Yesterday’s life drawing class gave me pause for thought: am I still needed? I have been teaching it weekly for nearly three years (about 140 classes, give or take) and in that time I’ve had students come and go, some attending the majority of that number of sessions. I am truly grateful for the opportunity and flattered that so many love my classes, but as we move forward I wonder if I am adding anything to the skillset of the artists beyond practice now.
I’ll explain. Most of those who attend my classes have done so many times over the years, if not regularly for more than a year or two. In this time I have covered numerous lesson plans, techniques, materials, and more. I’ve watched my group increase in confidence and skill. There is less need to comment on each individual’s work with constructive criticism/direction. Each is truly developing his own style. Each has heard me discuss similar topics for years now. I am beginning to wonder if I am needed…
What is needed is regular practice. The class environment – and having a teacher – is the weekly reminder for my artists to practice and to improve, but is this not something they can do on their own? Am I really adding to their development or is my class merely another reminder on a to-do list?

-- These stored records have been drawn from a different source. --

PR #11248, opened 2025-02-12
Check for invalid cuDF input.

trivialfis:
Make sure there's no mask in cuDF-based meta data. Otherwise, there's a JSON serialization error for the mask object.

### DIFF
--- a/tests/python-gpu/test_from_cudf.py
+++ b/tests/python-gpu/test_from_cudf.py
@@ -382,3 +382,20 @@ def test_from_cudf_iter(enable_categorical):
     predict = reg.predict(m)
     predict_with_it = reg_with_it.predict(m_it)
     np.testing.assert_allclose(predict_with_it, predict)
+
+
+def test_invalid_meta() -> None:
+    df = cudf.DataFrame({"f0": [0, 1, 2], "f1": [2, 3, 4], "y": [None, 1, 2]})
+    y = df["y"]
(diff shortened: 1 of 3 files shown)


tests/python-gpu/test_from_cudf.py
```diff
@@ -382,3 +382,20 @@ def test_from_cudf_iter(enable_categorical):
...
+
+
+def test_invalid_meta() -> None:
+    df = cudf.DataFrame({"f0": [0, 1, 2], "f1": [2, 3, 4], "y": [None, 1, 2]})
+    y = df["y"]
+    X = df.drop(["y"], axis=1)
+    with pytest.raises(ValueError, match="Missing value"):
+        xgb.DMatrix(X, y)
+    with pytest.raises(ValueError, match="Missing value"):
+        xgb.QuantileDMatrix(X, y)
```
hcho3, line 394: Do we have a guide for a workaround in this use case? Is it enough to make a copy of `X` and `y`? If so, maybe we should add an example for that?

hcho3: Ah I just missed the `None` in the `y` column. So if we remove `None` from the example, you won't get an error?

trivialfis: Correct.

hcho3 (approved):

Perhaps I’m thinking about this too deeply and it is far simpler than my critical thinking regarding my teaching. Maybe people just enjoy coming to class, plain and simple. Maybe they enjoy the environment and my way of interacting with each of them. I can’t say. What I can tell you is that my students are far better life drawing artists than when I met them, and I know I have had something to do with that. I still enjoy what I do, and perhaps it’s enough that they enjoy it too. Might be time to poll them soon… Or push them harder. Food for thought.